WHAT YOU WILL DO
From the records below, please return each line that holds the word "DiagnosticPortOptions".

===== GIVEN DATA

PR #944, opened 2021-10-01
Use a singular option for all counter intervals

wiktork:
- [x] Prometheus metrics
- [x] EventCounter trigger
- [x] Trace
- [x] Custom trace
- [x] Live metrics
- [x] Custom live metrics
- [x] trace action
- [x] custom trace action

Not done:

- [ ] Asp.net duration heartbeat. Hardcoded in diagnostics repo
- [x] Make sure unit tests work
- [ ] Documentation changes

### DIFF
--- a/src/Microsoft.Diagnostics.Monitoring.Options/GlobalCounterOptions.cs
+++ b/src/Microsoft.Diagnostics.Monitoring.Options/GlobalCounterOptions.cs
@@ -2,14 +2,16 @@
 // The .NET Foundation licenses this file to you under the MIT license.
 // See the LICENSE file in the project root for more information.
 
+using System;
+using System.Collections.Generic;
+using System.ComponentModel.DataAnnotations;
+using System.Text;
+
 namespace Microsoft.Diagnostics.Monitoring.WebApi
 {
-    internal class MetricsOptionsDefaults
+    public class GlobalCounterOptions
     {
-        public const bool Enabled = true;
-
-        public const int MetricCount = 3;
-
-        public const bool IncludeDefaultProviders = true;
+        [Range(1, 3600 * 24)]
+        public int IntervalSeconds { get; set; }
     }
 }
--- a/src/Microsoft.Diagnostics.Monitoring.Options/GlobalCounterOptions.cs
+++ b/src/Microsoft.Diagnostics.Monitoring.Options/GlobalCounterOptions.cs
@@ -12,6 +12,12 @@ namespace Microsoft.Diagnostics.Monitoring.WebApi
     public class GlobalCounterOptions
     {
         [Range(1, 3600 * 24)]
-        public int IntervalSeconds { get; set; }
+        public int? IntervalSeconds { get; set; }
+    }
+
+    internal static class GlobalCounterOptionsExtensions
+    {
+        public static int GetIntervalSeconds(this GlobalCounterOptions options) =>
+            options.IntervalSeconds.GetValueOrDefault(GlobalCounterOptionsDefaults.IntervalSeconds);
     }
 }
--- a/src/Microsoft.Diagnostics.Monitoring.Options/GlobalCounterOptions.cs
+++ b/src/Microsoft.Diagnostics.Monitoring.Options/GlobalCounterOptions.cs
@@ -4,6 +4,7 @@
 
 using System;
 using System.Collections.Generic;
+using System.ComponentModel;
 using System.ComponentModel.DataAnnotations;
 using System.Text;
 
@@ -11,7 +12,14 @@ namespace Microsoft.Diagnostics.Monitoring.WebApi
 {
     public class GlobalCounterOptions
     {
-        [Range(1, 3600 * 24)]
+        public const int IntervalMinSeconds = 1;
+        public const int IntervalMaxSeconds = 60 * 60 * 24; // One day
+
+        [Display(
+            ResourceType = typeof(OptionsDisplayStrings),
+            Description = nameof(OptionsDisplayStrings.DisplayAttributeDescription_GlobalCounterOptions_IntervalSeconds))]
+        [Range(IntervalMinSeconds, IntervalMaxSeconds)]
+        [DefaultValue(GlobalCounterOptionsDefaults.IntervalSeconds)]
         public int? IntervalSeconds { get; set; }
     }
 
--- a/src/Microsoft.Diagnostics.Monitoring.WebApi/Controllers/DiagController.Metrics.cs
+++ b/src/Microsoft.Diagnostics.Monitoring.WebApi/Controllers/DiagController.Metrics.cs
@@ -28,7 +28,6 @@ namespace Microsoft.Diagnostics.Monitoring.WebApi.Controllers
         /// <param name="uid">The Runtime instance cookie used to identify the target process.</param>
         /// <param name="name">Process name used to identify the target process.</param>
         /// <param name="durationSeconds">The duration of the metrics session (in seconds).</param>
-        /// <param name="metricsIntervalSeconds">The reporting interval (in seconds) for event counters.</param>
         /// <param name="egressProvider">The egress provider to which the metrics are saved.</param>
         [HttpGet("livemetrics", Name = nameof(CaptureMetrics))]
         [ProducesWithProblemDetails(ContentTypes.ApplicationJsonSequence)]
@@ -45,8 +44,6 @@ namespace Microsoft.Diagnostics.Monitoring.WebApi.Controllers
             string name = null,
             [FromQuery][Range(-1, int.MaxValue)]
             int durationSeconds = 30,
-            [FromQuery][Range(1, int.MaxValue)]
-            int metricsIntervalSeconds = 5,
             [FromQuery]
             string egressProvider = null)
         {
@@ -60,9 +57,9 @@ namespace Microsoft.Diagnostics.Monitoring.WebApi.Controllers
                 {
                     var client = new DiagnosticsClient(processInfo.EndpointInfo.Endpoint);
                     EventPipeCounterPipelineSettings settings = EventCounterSettingsFactory.CreateSettings(
+                        _counterOptions.CurrentValue,
                         includeDefaults: true,
-                        durationSeconds: durationSeconds,
-                        refreshInterval: metricsIntervalSeconds);
+                        durationSeconds: durationSeconds);
 
                     await using EventCounterPipeline eventCounterPipeline = new EventCounterPipeline(client,
                         settings,
@@ -89,7 +86,6 @@ namespace Microsoft.Diagnostics.Monitoring.WebApi.Controllers
         /// <param name="uid">The Runtime instance cookie used to identify the target process.</param>
         /// <param name="name">Process name used to identify the target process.</param>
         /// <param name="durationSeconds">The duration of the metrics session (in seconds).</param>
-        /// <param name="metricsIntervalSeconds">The reporting interval (in seconds) for event counters.</param>
         /// <param name="egressProvider">The egress provider to which the metrics are saved.</param>
         [HttpPost("livemetrics", Name = nameof(CaptureMetricsCustom))]
         [ProducesWithProblemDetails(ContentTypes.ApplicationJsonSequence)]
@@ -108,8 +104,6 @@ namespace Microsoft.Diagnostics.Monitoring.WebApi.Controllers
             string name = null,
             [FromQuery][Range(-1, int.MaxValue)]
             int durationSeconds = 30,
-            [FromQuery][Range(1, int.MaxValue)]
-            int metricsIntervalSeconds = 5,
             [FromQuery]
             string egressProvider = null)
         {
@@ -123,8 +117,8 @@ namespace Microsoft.Diagnostics.Monitoring.WebApi.Controllers
                 {
                     var client = new DiagnosticsClient(processInfo.EndpointInfo.Endpoint);
                     EventPipeCounterPipelineSettings settings = EventCounterSettingsFactory.CreateSettings(
+                        _counterOptions.CurrentValue,
                         durationSeconds,
-                        metricsIntervalSeconds,
                         configuration);
 
                     await using EventCounterPipeline eventCounterPipeline = new EventCounterPipeline(client,
--- a/src/Microsoft.Diagnostics.Monitoring.WebApi/Controllers/DiagController.cs
+++ b/src/Microsoft.Diagnostics.Monitoring.WebApi/Controllers/DiagController.cs
@@ -313,7 +313,7 @@ namespace Microsoft.Diagnostics.Monitoring.WebApi.Controllers
             {
                 TimeSpan duration = Utilities.ConvertSecondsToTimeSpan(durationSeconds);
 
-                var aggregateConfiguration = Utilities.GetTraceConfiguration(profile, _counterOptions.CurrentValue.IntervalSeconds);
+                var aggregateConfiguration = Utilities.GetTraceConfiguration(profile, _counterOptions.CurrentValue.GetIntervalSeconds());
 
                 return StartTrace(processInfo, aggregateConfiguration, duration, egressProvider);
             }, processKey, Utilities.ArtifactType_Trace);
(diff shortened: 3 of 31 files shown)


src/Microsoft.Diagnostics.Monitoring.Options/GlobalCounterOptions.cs
```diff
@@ -0,0 +1,17 @@
...
+using System.Collections.Generic;
+using System.ComponentModel.DataAnnotations;
+using System.Text;
+
+namespace Microsoft.Diagnostics.Monitoring.WebApi
+{
+    public class GlobalCounterOptions
+    {
+        [Range(1, 3600 * 24)]
+        public int IntervalSeconds { get; set; }
```
wiktork, line 15: Add to showconfig

src/Microsoft.Diagnostics.Monitoring.Options/GlobalCounterOptions.cs
```diff
@@ -0,0 +1,17 @@
...
+using System;
+using System.Collections.Generic;
+using System.ComponentModel.DataAnnotations;
+using System.Text;
+
+namespace Microsoft.Diagnostics.Monitoring.WebApi
+{
+    public class GlobalCounterOptions
+    {
+        [Range(1, 3600 * 24)]
```
wiktork, line 14: Add display attributes

src/Microsoft.Diagnostics.Monitoring.WebApi/Controllers/DiagController.Metrics.cs
```diff
@@ -123,8 +117,8 @@ partial class DiagController
                 {
                     var client = new DiagnosticsClient(processInfo.EndpointInfo.Endpoint);
                     EventPipeCounterPipelineSettings settings = EventCounterSettingsFactory.CreateSettings(
+                        _counterOptions.CurrentValue,
```
jander-msft, line 120: Parameters are mixed up: duration is first, interval is second.

jander-msft: Nevermind, you rearranged parameters.

src/Microsoft.Diagnostics.Monitoring.Options/GlobalCounterOptions.cs
jander-msft, line 15: This should be nullabe.

src/Microsoft.Diagnostics.Monitoring.WebApi/Controllers/DiagController.cs
```diff
@@ -355,6 +355,15 @@ public Task<ActionResult<IEnumerable<Models.ProcessIdentifier>>> GetProcesses()
 
             return InvokeForProcess(processInfo =>
             {
+                foreach(Models.EventPipeProvider provider in configuration.Providers)
+                {
+                    if (!CounterValidator.ValidateProviders(_counterOptions.CurrentValue,
+                        provider, out string errorMessage))
+                    {
+                        throw new InvalidOperationException(errorMessage);
```
jander-msft, line 363: MonitoringException or ValidationException

src/Tests/Microsoft.Diagnostics.Monitoring.Tool.UnitTests/CollectionRuleOptionsTests.cs
```diff
@@ -567,15 +558,12 @@ public Task CollectionRuleOptions_CollectTraceAction_PropertyValidation()
...
                 },
                 ex =>
                 {
                     string[] failures = ex.Failures.ToArray();
-                    Assert.Equal(5, failures.Length);
+                    Assert.Equal(4, failures.Length);
                     VerifyEnumDataTypeMessage<TraceProfile>(failures, 0, nameof(CollectTraceOptions.Profile));
-                    VerifyRangeMessage<int>(failures, 1, nameof(CollectTraceOptions.MetricsIntervalSeconds),
-                        ActionOptionsConstants.MetricsIntervalSeconds_MinValue_String, ActionOptionsConstants.MetricsIntervalSeconds_MaxValue_String);
                     VerifyRangeMessage<int>(failures, 2, nameof(CollectTraceOptions.BufferSizeMegabytes),
```
jander-msft, line 567: You'll need to adjust the indexes of the remain validation entries.

src/Microsoft.Diagnostics.Monitoring.Options/GlobalCounterOptions.cs
```diff
@@ -0,0 +1,17 @@
...
+// See the LICENSE file in the project root for more information.
+
+using System;
+using System.Collections.Generic;
+using System.ComponentModel.DataAnnotations;
+using System.Text;
+
+namespace Microsoft.Diagnostics.Monitoring.WebApi
+{
+    public class GlobalCounterOptions
```
jander-msft, line 12: This needs to be added to https://github.com/dotnet/dotnet-monitor/blob/main/src/Tools/dotnet-monitor/ConfigurationJsonWriter.cs

src/Tools/dotnet-monitor/CollectionRules/Options/Actions/CollectTraceOptions.Validate.cs
```diff
@@ -50,6 +54,13 @@ IEnumerable<ValidationResult> IValidatableObject.Validate(ValidationContext vali
 
                     Validator.TryValidateObject(provider, providerContext, results, validateAllProperties: true);
 
+                    IOptionsMonitor<GlobalCounterOptions> counterOptions = validationContext.GetRequiredService<IOptionsMonitor<GlobalCounterOptions>>();
+                    if (!CounterValidator.ValidateProviders(counterOptions.CurrentValue,
+                        provider, out string errorMessage))
+                    {
+                        results.Add(new ValidationResult(errorMessage, new[] { providerContext.MemberName }));
```
jander-msft, line 61:
```suggestion
                        results.Add(new ValidationResult(errorMessage, new[] { nameof(EventPipeProvider.Arguments) }));
```

src/Tools/dotnet-monitor/DiagnosticsMonitorCommandHandler.cs
```diff
@@ -236,6 +237,8 @@ public static IHostBuilder CreateHostBuilder(IConsole console, string[] urls, st
                     services.Configure<DiagnosticPortOptions>(context.Configuration.GetSection(ConfigurationKeys.DiagnosticPort));
                     services.AddSingleton<IValidateOptions<DiagnosticPortOptions>, DiagnosticPortValidateOptions>();
 
+                    services.ConfigureGlobalCounter(context.Configuration);
```
jander-msft, line 240: Why isn't this just `services.Configure<GlobalCounterOptions>(context.Configuration.GetSection(ConfigurationKeys.GlobalCounter)`? Especially if you are going to make the IntervalSeconds property nullable, you are going to have to use GetValueOrDefault anyway when accessing it.

jander-msft: Nevermind, I miss read it.

src/Tools/dotnet-monitor/CollectionRules/Actions/CollectTraceAction.cs
```diff
@@ -42,11 +44,13 @@ private sealed class CollectTraceAction :
             CollectionRuleActionBase<CollectTraceOptions>
         {
             private readonly IServiceProvider _serviceProvider;
+            private readonly IOptionsMonitor<GlobalCounterOptions> _counterOptions;
 
             public CollectTraceAction(IServiceProvider serviceProvider, IEndpointInfo endpointInfo, CollectTraceOptions options)
                 : base(endpointInfo, options)
             {
                 _serviceProvider = serviceProvider ?? throw new ArgumentNullException(nameof(serviceProvider));
+                _counterOptions = _serviceProvider.GetRequiredService<IOptionsMonitor<GlobalCounterOptions>>();
```
jander-msft, line 53: This will need to be configured on the configuration builder in the TestHostHelper: https://github.com/dotnet/dotnet-monitor/blob/42b94c9b77f6c30b5641c2d6bc2819ab4b8646ed/src/Tests/Microsoft.Diagnostics.Monitoring.Tool.UnitTests/TestHostHelper.cs#L76

src/Microsoft.Diagnostics.Monitoring.WebApi/Validation/CounterValidator.cs
```diff
@@ -0,0 +1,37 @@
...
+using System;
+using System.Collections.Generic;
+using System.ComponentModel.DataAnnotations;
+using System.Globalization;
+
+namespace Microsoft.Diagnostics.Monitoring.WebApi.Validation
+{
+    internal static class CounterValidator
+    {
+        public static bool ValidateProviders(GlobalCounterOptions counterOptions,
```
wiktork, line 15: nit: ValidateProvider

src/Tests/Microsoft.Diagnostics.Monitoring.Tool.UnitTests/CollectionRuleOptionsTests.cs
```diff
@@ -146,7 +146,6 @@ public Task CollectionRuleOptions_EventCounterTrigger_RoundTrip()
             const double ExpectedGreaterThan = 0.5;
             const double ExpectedLessThan = 0.75;
             TimeSpan ExpectedDuration = TimeSpan.FromSeconds(30);
-            const int ExpectedFrequency = 5;
```
wiktork, line 149: Note that metricsRefreshInterval is still in the test api, but it's simply ignored.

src/Microsoft.Diagnostics.Monitoring.Options/GlobalCounterOptions.cs
```diff
@@ -0,0 +1,31 @@
...
+            ResourceType = typeof(OptionsDisplayStrings),
+            Description = nameof(OptionsDisplayStrings.DisplayAttributeDescription_GlobalCounterOptions_IntervalSeconds))]
+        [Range(IntervalMinSeconds, IntervalMaxSeconds)]
+        [DefaultValue(GlobalCounterOptionsDefaults.IntervalSeconds)]
+        public int? IntervalSeconds { get; set; }
+    }
+
+    internal static class GlobalCounterOptionsExtensions
+    {
+        public static int GetIntervalSeconds(this GlobalCounterOptions options) =>
```
jander-msft, line 28: I like this better than our current scattering usage of GetValueOrDefault everywhere. Separately, I think we should do this with all of the nullable options properties.

src/Tools/dotnet-monitor/DiagnosticsMonitorCommandHandler.cs
```diff
@@ -313,12 +316,19 @@ private static void ConfigureMetricsEndpoint(IConfigurationBuilder builder, bool
             {
                 {ConfigurationPath.Combine(ConfigurationKeys.Metrics, nameof(MetricsOptions.Endpoints)), string.Join(';', metricEndpoints)},
                 {ConfigurationPath.Combine(ConfigurationKeys.Metrics, nameof(MetricsOptions.Enabled)), enableMetrics.ToString()},
-                {ConfigurationPath.Combine(ConfigurationKeys.Metrics, nameof(MetricsOptions.UpdateIntervalSeconds)), MetricsOptionsDefaults.UpdateIntervalSeconds.ToString()},
                 {ConfigurationPath.Combine(ConfigurationKeys.Metrics, nameof(MetricsOptions.MetricCount)), MetricsOptionsDefaults.MetricCount.ToString()},
                 {ConfigurationPath.Combine(ConfigurationKeys.Metrics, nameof(MetricsOptions.IncludeDefaultProviders)), MetricsOptionsDefaults.IncludeDefaultProviders.ToString()}
             });
         }
 
+        private static void ConfigureGlobalMetrics(IConfigurationBuilder builder)
```
jander-msft, line 324: This isn't really necessary because we are using the extension method you've added for the IntervalSeconds property.

src/Tests/Microsoft.Diagnostics.Monitoring.Tool.UnitTests/CollectionRuleOptionsTests.cs
jander-msft: That can be fixed after these are merged.

jander-msft (approved):

jander-msft:
The only hesitation that I have about this change is that it is using `IOptionsMonitor<T>`, which allows the configuration to reflect updates from the binding sources. This means that the GlobalCounter:IntervalSeconds can be updated at any time and the new value will be used for new operations. Post preview, I think we need to consider caching the value per process when accessing it the first time for each process; this allows consistency throughout the lifetime of the process.

src/Tools/dotnet-monitor/DiagnosticsMonitorCommandHandler.cs
wiktork: I would still rather keep this. For example dotnet-monitor config show will actually produce a value here

wiktork:
> The only hesitation that I have about this change is that it is using `IOptionsMonitor<T>`, which allows the configuration to reflect updates from the binding sources. This means that the GlobalCounter:IntervalSeconds can be updated at any time and the new value will be used for new operations. Post preview, I think we need to consider caching the value per process when accessing it the first time for each process; this allows consistency throughout the lifetime of the process.

This is a reasonable concern. I think we can also address this by making sure things that depend on the interval properly reset their state when the configuration changes.

jander-msft:
> > The only hesitation that I have about this change is that it is using `IOptionsMonitor<T>`, which allows the configuration to reflect updates from the binding sources. This means that the GlobalCounter:IntervalSeconds can be updated at any time and the new value will be used for new operations. Post preview, I think we need to consider caching the value per process when accessing it the first time for each process; this allows consistency throughout the lifetime of the process.
> 
> 
> 
> This is a reasonable concern. I think we can also address this by making sure things that depend on the interval properly reset their state when the configuration changes.

I think the least acceptable scenario with this type of behavior would be cancelling a trace from the `/trace` route. But I'm not necessarily opposed to it.

src/Microsoft.Diagnostics.Monitoring.WebApi/Validation/CounterValidator.cs
```diff
@@ -0,0 +1,37 @@
...
+    {
+        public static bool ValidateProvider(GlobalCounterOptions counterOptions,
+            EventPipeProvider provider,
+            out string errorMessage)
+        {
+            errorMessage = null;
+
+            if (provider.Arguments?.TryGetValue("EventCounterIntervalSec", out string intervalValue) == true)
+            {
+                if (int.TryParse(intervalValue, out int intervalSeconds) &&
```
jander-msft, line 23: The event counters infrastructure in the runtime accepts values that are parsable as `float`. I think we should do the same here (`float.TryParse`) so that a non-whole integer interval (e.g. 0.5) in the provider configuration doesn't get past this validation. Later, we can update the GlobalCounter:IntervalSeconds property and underlying pipelines to take a `float` instead of an `int` to be consistent with the runtime.

jander-msft (approved):

src/Tools/dotnet-monitor/DiagnosticsMonitorCommandHandler.cs
jander-msft: I actually don't know if I like that behavior though. I think it's also inconsistent as to what has default values as in-memory collections.

src/Tests/Microsoft.Diagnostics.Monitoring.Tool.UnitTests/CollectionRuleOptionsTests.cs
```diff
@@ -183,21 +180,18 @@ public Task CollectionRuleOptions_EventCounterTrigger_PropertyValidation()
                         .SetEventCounterTrigger(out EventCounterOptions eventCounterOptions);
 
                     eventCounterOptions.SlidingWindowDuration = TimeSpan.FromSeconds(-1);
-                    eventCounterOptions.Frequency = -1;
                 },
                 ex =>
                 {
                     string[] failures = ex.Failures.ToArray();
                     // Property validation failures will short-circuit the remainder of the validation
                     // rules, thus only observe 4 errors when one might expect 5 (the fifth being that
```
kkeirstead, line 188: nit: Outdated comment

==========

RESPONSE AREA
                     services.Configure<DiagnosticPortOptions>(context.Configuration.GetSection(ConfigurationKeys.DiagnosticPort));
                     services.AddSingleton<IValidateOptions<DiagnosticPortOptions>, DiagnosticPortValidateOptions>();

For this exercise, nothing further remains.